(Dataset entries)
▬▬▬▬▬▬▬▬▬▬

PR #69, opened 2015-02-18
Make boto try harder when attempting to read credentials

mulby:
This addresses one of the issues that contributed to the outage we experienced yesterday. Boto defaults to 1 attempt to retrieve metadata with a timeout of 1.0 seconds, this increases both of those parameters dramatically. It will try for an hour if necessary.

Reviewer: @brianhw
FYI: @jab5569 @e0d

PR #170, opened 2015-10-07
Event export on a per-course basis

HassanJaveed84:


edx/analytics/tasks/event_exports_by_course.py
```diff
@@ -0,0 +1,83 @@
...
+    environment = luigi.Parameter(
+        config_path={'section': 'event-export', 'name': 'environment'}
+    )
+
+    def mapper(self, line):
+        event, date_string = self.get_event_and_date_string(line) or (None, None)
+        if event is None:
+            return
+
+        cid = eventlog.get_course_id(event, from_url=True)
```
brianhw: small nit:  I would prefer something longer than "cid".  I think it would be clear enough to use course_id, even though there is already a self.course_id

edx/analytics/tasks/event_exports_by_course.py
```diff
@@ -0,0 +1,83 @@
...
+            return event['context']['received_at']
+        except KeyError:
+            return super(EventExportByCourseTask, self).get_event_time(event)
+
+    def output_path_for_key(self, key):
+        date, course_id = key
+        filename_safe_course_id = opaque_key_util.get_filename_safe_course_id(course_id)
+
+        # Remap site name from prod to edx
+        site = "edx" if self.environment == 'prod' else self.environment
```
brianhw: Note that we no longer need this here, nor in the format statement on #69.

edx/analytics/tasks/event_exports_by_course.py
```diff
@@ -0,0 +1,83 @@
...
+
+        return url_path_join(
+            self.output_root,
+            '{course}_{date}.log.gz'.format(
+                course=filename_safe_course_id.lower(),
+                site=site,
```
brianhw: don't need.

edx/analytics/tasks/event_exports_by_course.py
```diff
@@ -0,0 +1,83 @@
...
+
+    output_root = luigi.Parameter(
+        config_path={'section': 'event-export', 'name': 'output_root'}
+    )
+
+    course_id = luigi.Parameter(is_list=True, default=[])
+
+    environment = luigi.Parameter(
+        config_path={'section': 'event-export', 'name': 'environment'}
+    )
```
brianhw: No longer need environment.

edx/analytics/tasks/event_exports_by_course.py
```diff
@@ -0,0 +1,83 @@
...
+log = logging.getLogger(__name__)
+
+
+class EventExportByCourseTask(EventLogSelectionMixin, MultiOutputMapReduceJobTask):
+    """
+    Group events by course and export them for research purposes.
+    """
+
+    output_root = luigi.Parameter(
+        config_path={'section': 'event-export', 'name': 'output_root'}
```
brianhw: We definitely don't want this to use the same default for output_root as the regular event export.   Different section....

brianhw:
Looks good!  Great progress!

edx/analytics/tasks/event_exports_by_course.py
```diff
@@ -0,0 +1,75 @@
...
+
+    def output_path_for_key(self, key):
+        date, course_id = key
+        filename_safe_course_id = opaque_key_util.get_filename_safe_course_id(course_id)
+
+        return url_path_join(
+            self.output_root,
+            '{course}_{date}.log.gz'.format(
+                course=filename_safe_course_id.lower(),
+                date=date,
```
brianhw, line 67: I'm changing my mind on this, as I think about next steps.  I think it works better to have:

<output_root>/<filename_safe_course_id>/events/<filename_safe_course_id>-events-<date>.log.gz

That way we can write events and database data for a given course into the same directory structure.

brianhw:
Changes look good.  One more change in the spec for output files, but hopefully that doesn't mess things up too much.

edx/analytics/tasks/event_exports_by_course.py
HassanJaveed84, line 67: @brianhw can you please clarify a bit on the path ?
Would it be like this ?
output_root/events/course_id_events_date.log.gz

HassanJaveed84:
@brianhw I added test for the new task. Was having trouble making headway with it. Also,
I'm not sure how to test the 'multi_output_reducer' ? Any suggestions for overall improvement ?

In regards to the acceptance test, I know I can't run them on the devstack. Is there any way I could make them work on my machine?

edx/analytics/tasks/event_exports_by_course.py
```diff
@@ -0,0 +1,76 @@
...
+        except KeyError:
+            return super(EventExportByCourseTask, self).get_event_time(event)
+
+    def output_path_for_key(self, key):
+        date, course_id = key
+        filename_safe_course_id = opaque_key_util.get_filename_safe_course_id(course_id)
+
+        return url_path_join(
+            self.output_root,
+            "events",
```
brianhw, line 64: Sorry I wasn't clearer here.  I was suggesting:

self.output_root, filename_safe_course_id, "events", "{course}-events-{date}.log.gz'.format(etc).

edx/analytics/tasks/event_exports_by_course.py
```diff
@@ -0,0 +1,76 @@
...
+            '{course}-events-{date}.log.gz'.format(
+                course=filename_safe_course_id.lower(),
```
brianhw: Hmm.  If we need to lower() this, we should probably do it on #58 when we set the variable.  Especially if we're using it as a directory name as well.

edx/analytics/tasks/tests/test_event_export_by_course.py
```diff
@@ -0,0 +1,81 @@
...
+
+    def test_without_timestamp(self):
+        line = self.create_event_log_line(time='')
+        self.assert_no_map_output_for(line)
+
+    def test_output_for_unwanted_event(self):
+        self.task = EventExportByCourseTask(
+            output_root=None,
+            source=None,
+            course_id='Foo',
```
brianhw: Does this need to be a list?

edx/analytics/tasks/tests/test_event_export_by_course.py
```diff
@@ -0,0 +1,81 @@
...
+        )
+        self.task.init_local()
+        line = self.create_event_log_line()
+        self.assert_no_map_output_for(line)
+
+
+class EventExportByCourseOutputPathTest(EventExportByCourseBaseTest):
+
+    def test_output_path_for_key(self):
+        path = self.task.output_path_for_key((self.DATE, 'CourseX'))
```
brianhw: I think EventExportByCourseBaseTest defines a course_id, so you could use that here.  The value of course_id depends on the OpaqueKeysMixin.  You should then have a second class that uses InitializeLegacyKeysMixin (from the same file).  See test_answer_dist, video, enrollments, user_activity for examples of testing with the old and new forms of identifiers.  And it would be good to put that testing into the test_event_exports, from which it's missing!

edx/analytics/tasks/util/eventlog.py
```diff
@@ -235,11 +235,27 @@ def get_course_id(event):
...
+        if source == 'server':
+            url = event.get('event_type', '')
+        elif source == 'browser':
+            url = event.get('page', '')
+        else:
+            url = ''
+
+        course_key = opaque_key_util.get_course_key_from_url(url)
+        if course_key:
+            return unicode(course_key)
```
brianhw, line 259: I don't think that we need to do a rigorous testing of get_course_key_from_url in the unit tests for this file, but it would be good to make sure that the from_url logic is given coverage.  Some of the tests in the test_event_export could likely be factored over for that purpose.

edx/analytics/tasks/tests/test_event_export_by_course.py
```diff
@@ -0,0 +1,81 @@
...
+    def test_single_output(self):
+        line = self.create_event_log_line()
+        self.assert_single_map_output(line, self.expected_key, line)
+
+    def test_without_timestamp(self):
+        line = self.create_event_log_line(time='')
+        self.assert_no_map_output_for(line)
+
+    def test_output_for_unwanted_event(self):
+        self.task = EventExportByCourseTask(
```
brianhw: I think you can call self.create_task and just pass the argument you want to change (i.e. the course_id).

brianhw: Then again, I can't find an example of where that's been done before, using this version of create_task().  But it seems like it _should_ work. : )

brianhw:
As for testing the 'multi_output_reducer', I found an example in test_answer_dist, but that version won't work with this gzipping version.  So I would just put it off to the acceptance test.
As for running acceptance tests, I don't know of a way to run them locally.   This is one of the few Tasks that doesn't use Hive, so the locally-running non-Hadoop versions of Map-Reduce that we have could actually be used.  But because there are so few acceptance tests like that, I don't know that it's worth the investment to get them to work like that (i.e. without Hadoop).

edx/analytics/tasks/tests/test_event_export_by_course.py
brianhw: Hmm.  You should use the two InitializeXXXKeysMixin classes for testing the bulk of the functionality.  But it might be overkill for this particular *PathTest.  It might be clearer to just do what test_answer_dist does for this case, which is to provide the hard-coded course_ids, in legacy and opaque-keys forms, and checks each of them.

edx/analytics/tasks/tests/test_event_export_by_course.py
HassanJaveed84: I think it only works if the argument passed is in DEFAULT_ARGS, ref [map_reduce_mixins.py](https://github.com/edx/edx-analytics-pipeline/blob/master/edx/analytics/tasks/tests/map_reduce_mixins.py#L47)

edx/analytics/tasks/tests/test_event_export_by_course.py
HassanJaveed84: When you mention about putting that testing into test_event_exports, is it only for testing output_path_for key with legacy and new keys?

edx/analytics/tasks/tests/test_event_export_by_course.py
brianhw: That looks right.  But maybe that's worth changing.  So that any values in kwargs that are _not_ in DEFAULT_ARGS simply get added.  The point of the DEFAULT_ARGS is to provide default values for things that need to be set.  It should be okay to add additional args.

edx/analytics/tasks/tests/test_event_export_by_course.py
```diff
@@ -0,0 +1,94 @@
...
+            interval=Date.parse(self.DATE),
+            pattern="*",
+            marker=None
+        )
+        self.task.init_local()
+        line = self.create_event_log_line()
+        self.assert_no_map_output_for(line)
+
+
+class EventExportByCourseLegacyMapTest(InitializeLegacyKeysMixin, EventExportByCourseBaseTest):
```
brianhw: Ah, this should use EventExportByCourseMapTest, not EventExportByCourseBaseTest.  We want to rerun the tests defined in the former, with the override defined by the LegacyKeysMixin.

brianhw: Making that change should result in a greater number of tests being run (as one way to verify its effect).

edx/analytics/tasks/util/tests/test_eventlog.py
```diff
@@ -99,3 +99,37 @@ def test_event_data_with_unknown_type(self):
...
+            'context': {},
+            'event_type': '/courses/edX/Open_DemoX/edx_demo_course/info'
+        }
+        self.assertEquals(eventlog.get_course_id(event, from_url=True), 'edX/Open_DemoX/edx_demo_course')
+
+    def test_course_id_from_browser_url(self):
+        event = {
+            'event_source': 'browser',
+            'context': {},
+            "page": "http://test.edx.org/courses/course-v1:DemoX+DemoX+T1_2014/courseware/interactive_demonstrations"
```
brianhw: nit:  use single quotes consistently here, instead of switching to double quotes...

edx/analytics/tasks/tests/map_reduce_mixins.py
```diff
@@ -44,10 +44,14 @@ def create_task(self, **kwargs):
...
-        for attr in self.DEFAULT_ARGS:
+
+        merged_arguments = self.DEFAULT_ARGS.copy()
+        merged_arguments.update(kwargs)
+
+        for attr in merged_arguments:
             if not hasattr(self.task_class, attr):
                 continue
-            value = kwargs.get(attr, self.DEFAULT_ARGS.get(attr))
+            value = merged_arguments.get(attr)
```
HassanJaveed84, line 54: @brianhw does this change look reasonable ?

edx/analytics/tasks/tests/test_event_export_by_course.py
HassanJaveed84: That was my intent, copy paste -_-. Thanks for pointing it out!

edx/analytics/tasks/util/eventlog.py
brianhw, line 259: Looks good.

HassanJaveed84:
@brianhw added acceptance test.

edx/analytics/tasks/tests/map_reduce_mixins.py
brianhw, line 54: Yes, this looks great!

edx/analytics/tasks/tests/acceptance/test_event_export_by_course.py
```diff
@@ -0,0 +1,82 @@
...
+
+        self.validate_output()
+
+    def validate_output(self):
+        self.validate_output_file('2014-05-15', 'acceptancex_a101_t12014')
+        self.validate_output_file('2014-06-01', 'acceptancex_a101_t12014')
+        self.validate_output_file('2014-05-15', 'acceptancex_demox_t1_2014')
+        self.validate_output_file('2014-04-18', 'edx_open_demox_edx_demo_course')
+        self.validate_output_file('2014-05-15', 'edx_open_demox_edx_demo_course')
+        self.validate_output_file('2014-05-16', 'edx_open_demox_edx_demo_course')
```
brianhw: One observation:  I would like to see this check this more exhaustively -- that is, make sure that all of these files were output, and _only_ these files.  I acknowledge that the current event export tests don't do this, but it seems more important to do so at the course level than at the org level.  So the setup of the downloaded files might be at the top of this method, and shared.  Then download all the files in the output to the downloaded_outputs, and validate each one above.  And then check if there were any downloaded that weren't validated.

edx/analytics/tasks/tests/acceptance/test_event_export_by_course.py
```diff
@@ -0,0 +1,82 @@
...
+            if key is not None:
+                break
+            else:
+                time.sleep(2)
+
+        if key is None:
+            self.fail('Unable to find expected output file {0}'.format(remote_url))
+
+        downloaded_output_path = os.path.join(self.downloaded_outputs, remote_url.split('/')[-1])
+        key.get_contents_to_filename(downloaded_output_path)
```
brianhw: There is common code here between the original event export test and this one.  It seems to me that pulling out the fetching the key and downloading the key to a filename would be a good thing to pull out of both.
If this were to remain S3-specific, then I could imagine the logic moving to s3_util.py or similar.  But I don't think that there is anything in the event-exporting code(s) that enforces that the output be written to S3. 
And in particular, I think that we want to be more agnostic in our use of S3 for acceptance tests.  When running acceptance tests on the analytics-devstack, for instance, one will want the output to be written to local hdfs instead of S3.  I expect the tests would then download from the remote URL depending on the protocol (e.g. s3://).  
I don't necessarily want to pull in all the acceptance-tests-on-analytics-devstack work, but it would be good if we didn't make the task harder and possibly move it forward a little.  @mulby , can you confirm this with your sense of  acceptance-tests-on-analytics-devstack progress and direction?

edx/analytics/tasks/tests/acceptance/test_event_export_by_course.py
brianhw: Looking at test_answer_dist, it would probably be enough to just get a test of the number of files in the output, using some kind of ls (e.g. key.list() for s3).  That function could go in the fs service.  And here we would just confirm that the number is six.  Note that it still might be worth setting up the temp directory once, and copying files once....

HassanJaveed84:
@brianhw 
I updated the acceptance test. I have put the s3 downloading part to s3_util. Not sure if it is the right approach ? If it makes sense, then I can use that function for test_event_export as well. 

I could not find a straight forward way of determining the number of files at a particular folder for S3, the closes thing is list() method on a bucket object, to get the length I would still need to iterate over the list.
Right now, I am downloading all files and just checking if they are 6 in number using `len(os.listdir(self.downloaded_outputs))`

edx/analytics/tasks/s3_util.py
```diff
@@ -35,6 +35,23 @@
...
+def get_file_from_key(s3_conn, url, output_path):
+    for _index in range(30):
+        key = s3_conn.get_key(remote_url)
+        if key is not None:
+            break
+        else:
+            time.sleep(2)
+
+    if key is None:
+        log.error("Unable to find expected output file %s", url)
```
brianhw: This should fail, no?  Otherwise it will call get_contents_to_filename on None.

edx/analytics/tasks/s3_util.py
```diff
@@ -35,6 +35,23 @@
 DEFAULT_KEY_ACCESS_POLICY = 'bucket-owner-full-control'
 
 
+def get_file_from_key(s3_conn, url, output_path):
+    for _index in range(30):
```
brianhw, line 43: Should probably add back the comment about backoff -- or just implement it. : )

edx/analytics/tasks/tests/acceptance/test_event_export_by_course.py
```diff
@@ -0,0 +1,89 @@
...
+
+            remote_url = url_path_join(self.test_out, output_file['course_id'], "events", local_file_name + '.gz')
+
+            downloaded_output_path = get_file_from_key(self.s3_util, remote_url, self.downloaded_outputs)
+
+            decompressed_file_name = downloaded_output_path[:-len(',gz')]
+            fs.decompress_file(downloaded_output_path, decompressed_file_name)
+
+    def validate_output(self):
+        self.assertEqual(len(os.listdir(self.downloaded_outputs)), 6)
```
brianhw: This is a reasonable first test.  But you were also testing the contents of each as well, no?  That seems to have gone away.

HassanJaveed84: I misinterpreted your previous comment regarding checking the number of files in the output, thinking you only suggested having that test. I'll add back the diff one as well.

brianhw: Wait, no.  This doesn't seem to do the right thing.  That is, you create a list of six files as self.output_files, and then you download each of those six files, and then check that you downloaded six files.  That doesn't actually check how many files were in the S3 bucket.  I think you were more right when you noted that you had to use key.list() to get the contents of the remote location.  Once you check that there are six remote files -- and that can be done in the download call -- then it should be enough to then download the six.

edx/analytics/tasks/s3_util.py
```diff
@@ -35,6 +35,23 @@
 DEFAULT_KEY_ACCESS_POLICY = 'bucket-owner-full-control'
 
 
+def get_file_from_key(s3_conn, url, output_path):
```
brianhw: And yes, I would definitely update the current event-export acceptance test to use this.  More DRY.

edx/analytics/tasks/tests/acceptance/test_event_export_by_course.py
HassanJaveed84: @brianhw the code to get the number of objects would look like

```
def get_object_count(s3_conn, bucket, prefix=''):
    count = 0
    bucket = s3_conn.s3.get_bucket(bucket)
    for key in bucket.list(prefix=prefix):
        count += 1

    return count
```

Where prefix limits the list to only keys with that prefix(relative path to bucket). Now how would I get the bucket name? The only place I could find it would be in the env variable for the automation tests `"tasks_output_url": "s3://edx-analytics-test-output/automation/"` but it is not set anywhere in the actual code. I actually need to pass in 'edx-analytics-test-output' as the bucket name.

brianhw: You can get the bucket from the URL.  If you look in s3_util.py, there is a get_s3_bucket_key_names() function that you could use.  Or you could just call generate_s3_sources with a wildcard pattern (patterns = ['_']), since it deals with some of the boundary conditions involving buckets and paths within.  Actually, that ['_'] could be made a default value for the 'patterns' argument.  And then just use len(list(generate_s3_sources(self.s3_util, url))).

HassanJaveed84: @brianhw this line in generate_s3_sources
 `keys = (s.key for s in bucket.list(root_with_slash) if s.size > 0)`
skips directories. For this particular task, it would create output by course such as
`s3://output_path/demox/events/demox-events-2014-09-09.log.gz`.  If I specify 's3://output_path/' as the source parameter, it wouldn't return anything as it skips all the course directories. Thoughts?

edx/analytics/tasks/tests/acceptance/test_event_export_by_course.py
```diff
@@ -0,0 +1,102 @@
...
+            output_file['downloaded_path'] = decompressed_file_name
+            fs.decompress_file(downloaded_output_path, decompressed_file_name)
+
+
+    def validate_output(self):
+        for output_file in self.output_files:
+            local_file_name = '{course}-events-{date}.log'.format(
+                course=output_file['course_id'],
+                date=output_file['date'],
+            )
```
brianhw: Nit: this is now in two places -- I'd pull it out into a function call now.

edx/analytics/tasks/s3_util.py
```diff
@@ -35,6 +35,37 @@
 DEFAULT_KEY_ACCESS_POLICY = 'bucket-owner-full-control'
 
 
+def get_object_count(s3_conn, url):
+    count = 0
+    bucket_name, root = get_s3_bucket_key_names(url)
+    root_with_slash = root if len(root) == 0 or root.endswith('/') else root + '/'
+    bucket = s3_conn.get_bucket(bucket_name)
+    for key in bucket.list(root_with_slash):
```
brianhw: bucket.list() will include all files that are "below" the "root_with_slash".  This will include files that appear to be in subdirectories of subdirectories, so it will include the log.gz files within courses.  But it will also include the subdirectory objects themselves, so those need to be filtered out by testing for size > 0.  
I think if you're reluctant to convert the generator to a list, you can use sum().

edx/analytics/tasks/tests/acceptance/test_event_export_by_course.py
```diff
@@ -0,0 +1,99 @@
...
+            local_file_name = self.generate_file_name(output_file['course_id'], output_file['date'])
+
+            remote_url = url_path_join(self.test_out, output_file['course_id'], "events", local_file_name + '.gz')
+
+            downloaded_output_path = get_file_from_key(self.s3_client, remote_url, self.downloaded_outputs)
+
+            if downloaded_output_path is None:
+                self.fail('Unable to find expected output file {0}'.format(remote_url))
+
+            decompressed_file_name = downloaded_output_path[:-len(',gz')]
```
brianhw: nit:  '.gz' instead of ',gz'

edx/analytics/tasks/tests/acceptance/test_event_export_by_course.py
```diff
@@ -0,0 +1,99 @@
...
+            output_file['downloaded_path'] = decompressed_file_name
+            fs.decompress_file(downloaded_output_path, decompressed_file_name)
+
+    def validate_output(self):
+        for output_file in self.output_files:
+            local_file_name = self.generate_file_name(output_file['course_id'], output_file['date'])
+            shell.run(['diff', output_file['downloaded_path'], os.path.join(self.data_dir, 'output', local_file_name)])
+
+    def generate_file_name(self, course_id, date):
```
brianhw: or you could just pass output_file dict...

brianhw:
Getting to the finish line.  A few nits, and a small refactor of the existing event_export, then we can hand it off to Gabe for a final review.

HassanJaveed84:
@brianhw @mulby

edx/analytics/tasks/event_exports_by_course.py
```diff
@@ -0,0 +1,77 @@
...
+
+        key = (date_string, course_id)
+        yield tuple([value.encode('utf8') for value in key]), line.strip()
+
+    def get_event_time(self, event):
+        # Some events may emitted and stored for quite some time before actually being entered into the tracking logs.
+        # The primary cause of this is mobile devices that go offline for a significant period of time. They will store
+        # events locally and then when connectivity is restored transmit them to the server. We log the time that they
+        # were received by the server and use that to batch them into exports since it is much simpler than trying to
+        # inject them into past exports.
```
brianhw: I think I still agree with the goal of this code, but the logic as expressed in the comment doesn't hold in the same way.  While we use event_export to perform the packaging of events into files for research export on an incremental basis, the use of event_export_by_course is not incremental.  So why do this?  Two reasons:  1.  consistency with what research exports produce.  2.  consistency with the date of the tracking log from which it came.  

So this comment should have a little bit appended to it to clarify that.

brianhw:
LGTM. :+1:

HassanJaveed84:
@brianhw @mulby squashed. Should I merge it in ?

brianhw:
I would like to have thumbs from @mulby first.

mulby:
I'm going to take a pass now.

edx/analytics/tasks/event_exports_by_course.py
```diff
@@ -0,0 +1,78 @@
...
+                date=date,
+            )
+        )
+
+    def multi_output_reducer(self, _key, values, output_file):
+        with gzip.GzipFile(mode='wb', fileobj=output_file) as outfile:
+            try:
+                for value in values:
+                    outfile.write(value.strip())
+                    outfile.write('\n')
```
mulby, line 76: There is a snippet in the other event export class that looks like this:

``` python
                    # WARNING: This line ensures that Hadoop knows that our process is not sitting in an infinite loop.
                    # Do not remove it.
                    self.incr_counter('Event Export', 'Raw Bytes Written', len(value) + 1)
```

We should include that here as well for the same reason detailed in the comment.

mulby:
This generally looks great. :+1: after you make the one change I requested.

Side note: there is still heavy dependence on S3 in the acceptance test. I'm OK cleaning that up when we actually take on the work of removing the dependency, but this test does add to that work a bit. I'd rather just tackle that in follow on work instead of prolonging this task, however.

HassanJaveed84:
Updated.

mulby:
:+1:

▬▬▬▬▬▬▬▬▬▬

What you will do: Extract exactly the leading lines of the data, stopping at and including the line with "Event export on a per-course basis".

Your response:
PR #69, opened 2015-02-18
Make boto try harder when attempting to read credentials

mulby:
This addresses one of the issues that contributed to the outage we experienced yesterday. Boto defaults to 1 attempt to retrieve metadata with a timeout of 1.0 seconds, this increases both of those parameters dramatically. It will try for an hour if necessary.

Reviewer: @brianhw
FYI: @jab5569 @e0d

PR #170, opened 2015-10-07
Event export on a per-course basis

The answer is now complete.